New York City

What we still don’t know about school closures

New York City Mayor Bill de Blasio said new safety protocols need to be created to reopen schools again.

Schools Chancellor Richard Carranza at De Blasio's media availability on November 18th.

Schools Chancellor Richard Carranza at De Blasio's media availability on November 18th. Ed Reed/Mayoral Photography Office

Yesterday’s announcement of the closure of New York City public schools was not exactly a surprise – Mayor Bill de Blasio said last week that students, teachers and parents should be on standby for a shutdown as soon as Monday. But just because some people saw the closure coming doesn’t mean it wasn’t a chaotic event that left many parents wondering what comes next – and with little other recourse than to protest the closure outside City Hall this morning, citing the low rates of transmission of COVID-19 that has been shown to occur in schools so far.

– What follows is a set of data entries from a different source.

PR #4691, opened 2023-05-30
update workload api to use repeated addresses

GregHanson:

updates to use primary key as network/uid since addresses are repeated

related ztunnel PR: https://github.com/istio/ztunnel/pull/529
related control plane PR: https://github.com/istio/istio/pull/45170


source/extensions/common/workload_discovery/api.cc
```diff
@@ -138,7 +138,9 @@ class WorkloadMetadataProviderImpl : public WorkloadMetadataProvider, public Sin
             dynamic_cast<const istio::workload::Address&>(resource.get().resource());
         switch (address.type_case()) {
         case istio::workload::Address::kWorkload:
-          index->emplace(address.workload().address(), convert(address.workload()));
+          for (const auto& addr : address.workload().addresses()) {
+            index->emplace(addr, convert(address.workload()));
```
kyessenov, line 142: Doesn't this prevent lookup-by-address for the on-demand mode?
The xDS resource key must be the lookup key.

source/extensions/common/workload_discovery/api.cc
```diff
@@ -156,7 +158,9 @@ class WorkloadMetadataProviderImpl : public WorkloadMetadataProvider, public Sin
             dynamic_cast<const istio::workload::Address&>(resource.get().resource());
         switch (address.type_case()) {
         case istio::workload::Address::kWorkload:
-          added->emplace(address.workload().address(), convert(address.workload()));
+          for (const auto& addr : address.workload().addresses()) {
+            added->emplace(addr, convert(address.workload()));
```
kyessenov, line 162: You should save convert() into temporary instead of converting in a loop.

source/extensions/common/workload_discovery/api.cc
kdorosh: xDS supports primary and alias keys: https://www.envoyproxy.io/docs/envoy/latest/api-docs/xds_protocol#resource-names

we can still lookup on demand by any of the alias keys (the IP addresses) but the primary key is a single primary name we can depend on (since which IP address to use in e.g. dual stack is confusing)

kdorosh (approved):
lgtm

source/extensions/common/workload_discovery/api.cc
kyessenov: Are you sure about that? Last time I looked at the code, if a client requests resource X it has to receive resource X with possible alias Y. If a client request Y, then it gets Y with an alias X. There's a lot of diffing logic that may not handle a different key from what is requested.

source/extensions/common/workload_discovery/api.cc
```diff
@@ -137,9 +137,14 @@ class WorkloadMetadataProviderImpl : public WorkloadMetadataProvider, public Sin
         const auto& address =
             dynamic_cast<const istio::workload::Address&>(resource.get().resource());
         switch (address.type_case()) {
-        case istio::workload::Address::kWorkload:
-          index->emplace(address.workload().address(), convert(address.workload()));
+        case istio::workload::Address::kWorkload: {
+          const auto& metadata = convert(address.workload());
+          index->emplace(address.workload().uid(), metadata);
```
kyessenov, line 142: If UID is the resource key, then you need to update line 121 to refer to "uid" field instead of "address".

kyessenov (changes requested):

source/extensions/common/workload_discovery/api.cc
kdorosh: it's my understanding of @howardjohn's proposal here https://github.com/istio/istio/pull/45170#discussion_r1207338408

we still need to minorly update ztunnel / istio to handle this, but this is the plan

kyessenov: It could be a limitation of the implementation right now. In any case, we're not doing on-demand right now so this can be deferred.

source/extensions/common/workload_discovery/api.cc
kyessenov: This might be a problem with the structure of the proto. The key must be a top-level field I think.

GregHanson: how is this working at all right now after https://github.com/istio/proxy/pull/4674, there is no longer any field named `address` in Address, Service or Workload

kyessenov: It's using some reflection I think so it evaluates to nothing. That means the entire collection is collapsed to one resource.

kdorosh: > how is this working at all right now after https://github.com/istio/proxy/pull/4674, there is no longer any field named address in Address, Service or Workload

technically the `address` field still exists on the `Workload`, and in this PR we change `address` to `addresses` on the `Workload`. that said, the subscription was updated in https://github.com/istio/proxy/pull/4674 to watch `Address`es instead of `Workload`s, which don't have an `address` field. so the last PR should have broken the subscription..

---

agree that we should update this to a field in the top-level proto.. it gets used when we try to get resource name. see https://github.com/envoyproxy/envoy/blob/08b7a8922702b49c0f2191ee58a48a4850206a35/source/common/config/opaque_resource_decoder_impl.h#L27-L29 and https://github.com/GregHanson/proxy/blob/b0b9e0436a4be19dad0304a703a9fbd48c17b120/source/extensions/common/workload_discovery/api.cc#L126

@howardjohn any appetite for moving UID up a level and perhaps even renaming to "name" (which is what envoy has been using, and also needs to be globally unique per envoy precedent)

howardjohn: I may be misunderstanding the code here but can we just override `getResourceName` to not use the default `Envoy::Config::getResourceName` which calls `MessageUtil::getStringField` and instead use our own implementation?

It is not ideal to make our ~permanent API worse to appease to envoy limitations if we can avoid it.

Alternatively, why do we need to subscribe to Address in envoy? Don't we only need Workload and not `Workload|Service`?

Istiod can serve both

kyessenov: The problem is that xDS requires resources to be "named", so it's not an issue with Envoy but the proto itself.
Besides, it's much easier to change WDS than Envoy so it makes sense to follow conventions if there is no good reason not to. I'd try to avoid creating two separate xDSes as well, that's doubling the cost of serving when you have more than one xDS server (proxies, federation).

GregHanson: > Alternatively, why do we need to subscribe to Address in envoy? Don't we only need Workload and not Workload|Service? Istiod can serve both

I thought I addressed something similar here: https://github.com/istio/ztunnel/pull/537#issue-1736861482
control plane only serves Workload|Service wrapped in Address, never the Workload|Service directly

howardjohn: It is named, its just named in a top level field.

I am not sure what you mean about 2 separate XDS's. A client can subscribe to what they want, they would not subscribe to both

kyessenov: What I mean is that if service is set in oneof, there's no way to identify the resource name. That's not compatible with xDS. Why are two very different protos under one umbrella anyways? If we have a problem with Envoy, the same will likely happen with other clients (gRPC?) so it might be better to split them into xDSes everywhere.

howardjohn: > What I mean is that if service is set in oneof, there's no way to identify the resource name. 

Service also has a name

>  Why are two very different protos under one umbrella anyways?

Its strictly to allow a somewhat niche case of needing to on-demand lookup an IP to find info about it, where the IP could be a service or workload. 

> so it might be better to split them into xDSes everywhere.

There should be 3 - merged, workload, service. Client can subscribe to what they want. In envoy we should subscribe to workloads only

kyessenov: oneof is not exhaustive in protobuf, it's legal to have none set. I think this is easily solved by adding name to a top-level proto.

howardjohn: `string` can be unset to, not sure why that is an issue. I do not get why we want to duplicate a field for the 3rd time (its already in the type and in `Resource` wrapper) when we don't need to. Envoy shouldn't even subscribe to Address

GregHanson: @kyessenov @howardjohn modified proxy to only request workload types and updated my control plane PR to handle it, PTAL

source/extensions/common/workload_discovery/discovery.proto
```diff
@@ -58,8 +58,7 @@ message Service {
 }
 
 message Workload {
-  reserved "uid";
-  reserved 20;
+  string uid = 20;
```
kyessenov, line 61: Could you clean up before submitting by removing unused protos (service and address)

kyessenov (approved):

kyessenov (approved):

source/extensions/common/workload_discovery/discovery.proto
GregHanson: done

kyessenov (approved):

PR #4728, opened 2023-06-16
ci: fix glibc error

zirain:
this's a temporary solution to fix the build breakage


ericvn:
Hopefully fixed when https://github.com/istio/tools/pull/2514 and https://github.com/istio/tools/pull/2515 get into the build-tools-proxy image.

Showing up hours late to a scheduled morning press conference, de Blasio announced that New York City schools would shutter on Thursday, switching to 100% remote learning, as the city crossed a 3% coronavirus positivity rate over a seven-day rolling average. That 3% was the threshold set to trigger school closures back in September when reopening plans were drawn up between the city and teachers unions. The confirmation that schools would close came shortly after Gov. Andrew Cuomo’s own press conference, during which he pushed back on questions from reporters about plans for New York City schools. De Blasio later said that he and Cuomo had discussed the matter at length yesterday.

What’s clear so far is that schools will be closed through the Thanksgiving holiday, and possibly longer. “I hope to be back in the next few weeks,” de Blasio said on Thursday of schools reopening. 

But it’s not clear when that reopening will happen – or even what metrics will have to be met to trigger it. A plan for reopening was not in place prior to the decision to close, meaning that teachers, students and parents are now settling in for an indefinite return to full-time remote learning without knowing what will bring them back to the classroom. De Blasio has said that the city is working on new safety protocols and criteria to establish the reopening of schools now, and that he expected that criteria to be released within the next few days.

The mayor has put a particular focus on increased testing in schools, saying that a reopening plan – whenever it materializes – will include new requirements for testing, citing the current low participation among students in the current program. “I guarantee you that plan will be an even heavier emphasis on testing,” de Blasio said Wednesday. “When we reopen, everyone who comes into that building, all of those kids have to have a testing consent on file. Testing is going to become more of the norm.”